A quick update on the project.

Most people never stray far from Flipboard’s default sections (e.g. Tech, Gaming, Fashion) which feature collections of articles from sources hand-picked by the Flipboard editorial team. Pay closer attention though, and you would notice that the laying out of those articles in the Flipboard grids were not simply based on published time or source. Length of the headline, size of the embedded image, similarity of the topics – all these factors seem to come into consideration. Then of course the social strength (tweet count, retweet count, Facebook likes.etc.) of a particular article is one major relevancy factor too. In my opinion, the adoption of a brand new ranking paradigm – social strength, was the single most ground-breaking thinking that was in Flipboard’s design, not unlike how Google invented PageRank and changed the game on search.
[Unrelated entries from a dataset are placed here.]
PR #3139, opened 2024-04-27
feat: Expand flame_lint to respect required pub.dev checks

luanpotter:
# Description

Expand flame_lint to respect required pub.dev checks.

We are currently losing pub points due to lint violations:

image

Turns out `flame_lint` does not respect lints/core which is being enforced now by pub.

This adds that as a dependency on `flame_lint`, updates `flutter_lint` for the packages that use that, and fix all existing violations (luckily very few).

This change will ensure that us and everyone else who uses `flame_lint` get all the points they deserve on pub. We can consider expanding to `lints/recommended` in the future, but that is definitely not a requirement at this stage (and a much bigger change).

## Checklist

## Breaking Change?

### DIFF
--- a/doc/tutorials/platformer/app/lib/ember_quest.dart
+++ b/doc/tutorials/platformer/app/lib/ember_quest.dart
@@ -57,19 +57,19 @@ class EmberQuestGame extends FlameGame
   void loadGameSegments(int segmentIndex, double xPositionOffset) {
     for (final block in segments[segmentIndex]) {
       final component = switch (block.blockType) {
-        GroundBlock => GroundBlock(
+        GroundBlock _ => GroundBlock(
             gridPosition: block.gridPosition,
             xOffset: xPositionOffset,
           ),
-        PlatformBlock => PlatformBlock(
+        PlatformBlock _ => PlatformBlock(
             gridPosition: block.gridPosition,
             xOffset: xPositionOffset,
           ),
-        Star => Star(
+        Star _ => Star(
             gridPosition: block.gridPosition,
             xOffset: xPositionOffset,
           ),
-        WaterEnemy => WaterEnemy(
+        WaterEnemy _ => WaterEnemy(
             gridPosition: block.gridPosition,
             xOffset: xPositionOffset,
           ),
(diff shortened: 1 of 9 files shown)


packages/flame_bloc/pubspec.yaml
```diff
@@ -23,7 +23,7 @@ dev_dependencies:
   dartdoc: ^6.3.0
   flame_lint: ^1.1.2
   flame_test: ^1.16.1
-  flutter_lints: ^2.0.1
+  flutter_lints: ^3.0.2
```
spydon, line 26: Why is this using both flutter_lints and flame _lints?

doc/tutorials/platformer/app/lib/ember_quest.dart
```diff
@@ -57,19 +57,19 @@ class EmberQuestGame extends FlameGame
   void loadGameSegments(int segmentIndex, double xPositionOffset) {
     for (final block in segments[segmentIndex]) {
       final component = switch (block.blockType) {
-        GroundBlock => GroundBlock(
+        GroundBlock _ => GroundBlock(
```
spydon, line 60: I think there might be a better way of doing type checks in switches

packages/flame_bloc/pubspec.yaml
luanpotter: I imagine it is because this has flutter code? flame_lints doesn't include any flutter-specific rules.
(not sure though, I am just bumping the version)

doc/tutorials/platformer/app/lib/ember_quest.dart
luanpotter: the other option suggest is this:
```
        const (GroundBlock) => GroundBlock(
            gridPosition: block.gridPosition,
            xOffset: xPositionOffset,
          ),
```
I thought the underscore looked cleaner as it implies in my mind a pattern matching variable that is just not captured

packages/flame_bloc/pubspec.yaml
luanpotter: it is actually never used, so let me remove

spydon (approved):

PR #3142, opened 2024-04-28
fix!: Update IsometricTileMapComponent to have better defined position and size

luanpotter:
# Description

Update IsometricTileMapComponent to have better defined position and size.

Before, the isometric component "zero" would be the center of the 0,0 block.
However, that does not play nicely with our component system if you want to know the size (i.e. bounding box) of a component.

This changes so that the 0,0 of the component is the 0,0 of the AABB around the isometric tiles. Then, it also computes the size of the component accordingly.

This also changes the example to allow toggling between half and full size more easily.

In our example, this is what it looks like:

image

The example still shows how to compute the previous origin (the purple dot) if you want to.

With full size blocks:

image

I also [updated isomash](https://github.com/luanpotter/isomash/pull/1) to check if more complex functionality plays well with the new system:
image

## Checklist

## Breaking Change?

### Migration instructions

This is a minor breaking change as you might need to "reposition" your tile components, essentially remove the "compensation" for its location that you probably did yourself. If you were centering the tile component based on the available methods such as `map.getBlockCenterPosition`, then just make sure you are adding the `map.position` to that and it should work as before.

### DIFF
--- a/packages/flame/lib/src/components/isometric_tile_map_component.dart
+++ b/packages/flame/lib/src/components/isometric_tile_map_component.dart
@@ -60,7 +60,7 @@ class IsometricTileMapComponent extends PositionComponent {
 
   /// Displacement applied so that the origin of the component
   /// matches the origin of the AABB.
-  final Vector2 _ds = Vector2.zero();
+  final Vector2 _offset = Vector2.zero();
 
   IsometricTileMapComponent(
     this.tileset,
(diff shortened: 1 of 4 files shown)


packages/flame/lib/src/components/isometric_tile_map_component.dart
```diff
@@ -101,6 +104,11 @@ class IsometricTileMapComponent extends PositionComponent {
     }
   }
 
+  @override
+  void update(double dt) {
+    _recomputeSize();
```
luanpotter, line 109: since the block matrix is not final, theoretically it could be changed at any time. luckily recomputing the size is quite cheap so I think this should be fine.

spydon (approved):
Nice! Lgtm

PR #3147, opened 2024-05-05
feat: Support text align on new text rendering pipeline

luanpotter:
# Description

Support text align on new text rendering pipeline.

### Notes

I am re-using Flutter's `TextAlign` enum for simplicity; however, it has extra constants we don't quite need. It has `start` and `end` that for us are synonyms of `left` and `right` because the text rendering pipeline does not support rtl text directions. It also has `justify` which this PR does not support as it is much more involved (though we could support later).

The other options were to either make a new enum, use a double from 0 to 1, or use the anchor class (but only take the horizontal component - vertically it doesn't make sense as it is always exactly line height). Of those options, I believe re-using the enum is cleaner.

That being said, this does touch on a crucial point that I am noticing: it seems we are rebuilding a lot of what Flutter already gives us for free. There is a whole `TextPainter` based rendering pipeline available in Flutter is decomposed from flutter components and could be leverage more directly leverage by Flame. It includes layouting, line breaking, text metrics, handles rtl text, etc etc. I have some doubts about our current structure, even though it was vastly simplified [with this series of PRs](https://github.com/flame-engine/flame/pull/2663), we still have two minorly overlapping systems that both also have varying degrees of overlap with inherited Flutter abstractions, with often less powerful features.

### Results

image

image

## Checklist

## Breaking Change?

### DIFF
--- a/examples/lib/stories/rendering/rendering.dart
+++ b/examples/lib/stories/rendering/rendering.dart
@@ -67,7 +67,15 @@ void addRenderingStories(Dashbook dashbook) {
     )
     ..add(
       'Rich Text',
-      (_) => GameWidget(game: RichTextExample()),
+      (context) => GameWidget(
+        game: RichTextExample(
+          textAlign: context.listProperty(
+            'Text align',
+            TextAlign.left,
+            TextAlign.values,
+          ),
+        ),
+      ),
       codeLink: baseLink('rendering/rich_text_example.dart'),
       info: RichTextExample.description,
     );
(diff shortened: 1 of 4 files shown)


spydon (approved):
Lgtm! If we can use flutters text rendering system I think that would definitely be worth a breaking change.

luanpotter:
I need to do some digging before coming up with a concrete proposal, but I do see it as a necessary improvement.

PR #3152, opened 2024-05-08
feat: Add `onReleased` action to `AdvancedButtonComponent` which will be called within `onTapUp`

### LINKED ISSUE #3150: `AdvancedButtonComponent` doesn't show `downSkin` when changing the route
### What could be improved

`AdvancedButtonComponent` doesn't show the `downSkin` if the action of `onPressed` changes the router to another page. That is because the router is changed before the `downSkin` is showen as the `onPressed` action is called in `onTapDown` instead of `onTapUp`.

My suggestion is to move calling `onPressed` action to `onTapUp` method instead of `onTapDown`.

That makes the `AdvancedButtonComponent` more natural and similar to many other platforms. That also allows users to skip the action if they move the mouse pointer or their finger outside the button box.

### Risks

The current behavior of the `AdvancedButtonComponent` will slightly get changed, as the action will be called on tap up. With normal click/press, that should not be noticable.

### More information

_No response_

### Other

- [X] Are you interested in working on a PR for this?

mabdelaal86:
# Description

Add `onReleased` action which will be called within `onTapUp`. That fixed some scenarios which require the pressed action to be called after the user taps up the button.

This post is not about Flipboard’s layout algorithm (I hope I could do one someday), but rather a quick detour into social signals scraping. The more social signal information we could gather about any article, the easier it would be for us to rank them in terms of interestingness.

After a few hours of fiddling (wasted countless moments not realizing twitter has removed basic authentication support), the two pieces of information I was looking for became accessible.

Twitter Shares

This couldn’t be simpler. Just do a curl to the Count API:

curl "http://urls.api.twitter.com/1/urls/count.json?url=web_site_url"
e.g. curl "http://urls.api.twitter.com/1/urls/count.json?url=http://edition.cnn.com/2011/WORLD/europe/02/10/index.html"

which returns

{"count":4,"url":"http://edition.cnn.com/2011/WORLD/europe/02/10/egypt.protests.london/index.html/"}

Although there’re some limitations. Most notably is how it doesn’t follow redirects and treats different addresses of the same web page as totally separate:

/* all have different results */
curl "http://urls.api.twitter.com/1/urls/count.json?url=http://www.facebook.com/BufSabres/posts/10150099820062954"

curl "http://urls.api.twitter.com/1/urls/count.json?url=http://fb.me/R97GMpug"

curl "http://www.facebook.com/BufSabres/posts/10150099820062954?somefakeparam"

We could definitely use some pre-processing before calling the Count API.

Facebook Likes

Then there’s the beast of Facebook-Likes. Poised as an innocent function for simply declaring your interest on any entity (a web page, a person, an event.etc.), Likes is a tour de force from Facebook’s arsenal for pushing forward their Social Graph vision. When a Like button is added to any web page, that page automatically becomes a living entity in Facebook’s Open Graph repository. In other words, if there’s a Like button added on your web site, Facebook would be able to analyze what type of entity your site represents (a blog, a movie,  a sport team.etc.) and whom expressed interest on it. Now whether that ambition of categorizing the entire web and building social graphs around them is a move forward towards a semantic web or a potentially huge exploit of privacy is for another discussion.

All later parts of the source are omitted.